- [What you have to do] Your task is to filter the data below down to the lines holding "CUDA".
---------------
PR #2449, opened 2022-06-06
Add note about `normalize` argument

### LINKED ISSUE #2253: torchaudio.backend.sox_io_backend does not normalize
### 🐛 Describe the bug

Hi,

I am experiencing a bug when loading a WAV file using _sox_io_ backend where the loaded file is not normalized (i.e. fit in the range of ``[-1.0, 1.0]``).

Torchaudio version: 0.10.2

Below is the code and prints if I load the file without normalization (original file format int32):
image

And here's with normalization:
image

The audio is converted to float32 but it is NOT normalized. Unless it is a language problem and you used "normalize" instead of "convert", but I doubt since in this context _to normalize_ should mean `audio_normalized = audio / max(abs(audio))`.

Thanks

### Versions

PyTorch version: 1.10.2
Is debug build: False

OS: macOS 11.6 (x86_64)
Clang version: 13.0.0 (clang-1300.0.29.3)
CMake version: Could not collect
Libc version: N/A

Python version: 3.9.10 (main, Jan 15 2022, 11:48:00)  [Clang 13.0.0 (clang-1300.0.29.3)] (64-bit runtime)
Python platform: macOS-11.6-x86_64-i386-64bit
Is CUDA available: False
CUDA runtime version: No CUDA
cuDNN version: No CUDA
HIP runtime version: N/A
MIOpen runtime version: N/A

[pip3] mypy-extensions==0.4.3
[pip3] numpy==1.21.5
[pip3] torch==1.10.2
[pip3] torchaudio==0.10.2
[conda] Could not collect

mthrok:
`load` function has `normalize` argument, which converts the native
sample type to `torch.float32`.

This argument is confusing for audio practitioners as it seems
to perform [volume normalization](https://en.wikipedia.org/wiki/Audio_normalization).

See https://github.com/pytorch/audio/issues/2253

Due to the BC-breaking concern, we cannot easily change the argument name.
This commit adds warnings to documentations.

Fix #2253

### DIFF
--- a/torchaudio/backend/soundfile_backend.py
+++ b/torchaudio/backend/soundfile_backend.py
@@ -131,12 +131,6 @@ def load(
 ) -> Tuple[torch.Tensor, int]:
     """Load audio data from file.
 
-    .. warning::
-
-       `normalize` argument does not perform normalization.
-       It only converts the sample type to `torch.float32` from the native sample
-       type.
-
     Note:
         The formats this function can handle depend on the soundfile installation.
         This function is tested on the following formats;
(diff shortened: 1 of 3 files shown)


nateanl:
My understanding is that the `normalize` argument only affects `WAV` format, and is only used when dtype is `int`? We can also mention that in the warning (though it's already in the documentation), so that users who load `FLAC` or `OGG` audios know turning `normalize` on or off doesn't change the output.

torchaudio/backend/soundfile_backend.py
```diff
@@ -131,6 +131,12 @@ def load(
 ) -> Tuple[torch.Tensor, int]:
     """Load audio data from file.
 
+    .. warning::
+
+       `normalize` argument, despite the name, does not perform normalization.
```
carolineechen, line 136: nit: to stay consistent with the other warnings

```suggestion
       `normalize` argument does not perform normalization.
```

carolineechen (approved):

torchaudio/backend/sox_io_backend.py
```diff
@@ -181,7 +188,7 @@ def load(
 
     Returns:
         (torch.Tensor, int): Resulting Tensor and sample rate.
-            If the input file has integer wav format and normalization is off, then it has
+            If the input file has integer wav format and`` normalize=False``, then it has
```
carolineechen, line 191:
```suggestion
            If the input file has integer wav format and ``normalize=False``, then it has
```

carolineechen (approved):

nateanl (approved):

PR #2452, opened 2022-06-07
[release 0.12] Set release version and base PyTorch version

hwangjeff:
Sets release version to 0.12 and base PyTorch version to 1.12 in CircleCI config files in preparation for release.


mthrok (approved):
Looks good. The addition of "designate_upload_channel" should be back ported to main branch, so that we do not need to repeat it for future release.

PR #2456, opened 2022-06-07
Exclude prototype tests in release CI

hwangjeff:


mthrok:
Prototypes are not supposed to be part of release, so can you simply remove prototype source code `torchaudio.prototypes` and test code `test/torchaudio_unittest/prototypes`?

PR #2458, opened 2022-06-07
Quesst14 return type change

skim0514:
Fixing return types for quesst14


carolineechen (approved):
thanks for catching this, lg

PR #2467, opened 2022-06-09
Add utility function to fetch FFmpeg library versions

mthrok:
Follow-up of #2464. Add utility function to fetch the versions of FFmpeg.


carolineechen (approved):

mthrok:
I realized that version are defined as macros, meaning that they report the version numbers used for compiling, not the runtime versions. It might be more confusing for users of binary distributions because they can pick different versions. So I am going to close this.

PR #2477, opened 2022-06-13
Add special case for mp3 filelike object

mthrok:
Loading and querying file-like object is not possible to use the fallback
mechanism introduced in https://github.com/pytorch/audio/pull/2419 because file-like objects are not seekable.

This commit add special case handling to mp3.

For filelike object mp3 input, it was required to pass `format="mp3"`
because libsox did not auto detect the format.

With the transition of mp3 handling from libsox to ffmpeg, the logic
is to let the ffmpeg handle it without waiting for libsox to fail,
if the `format="mp3"`

### DIFF
--- a/torchaudio/backend/sox_io_backend.py
+++ b/torchaudio/backend/sox_io_backend.py
@@ -84,6 +84,15 @@ def info(
     """
     if not torch.jit.is_scripting():
         if hasattr(filepath, "read"):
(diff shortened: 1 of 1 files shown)


carolineechen (approved):

mthrok:
Landing this directly on `release/0.12` as fbcode is having issue and won't let land on master. Will follow-up with main branch.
---------------
- [Solution to the exercise]
Is CUDA available: False
CUDA runtime version: No CUDA
cuDNN version: No CUDA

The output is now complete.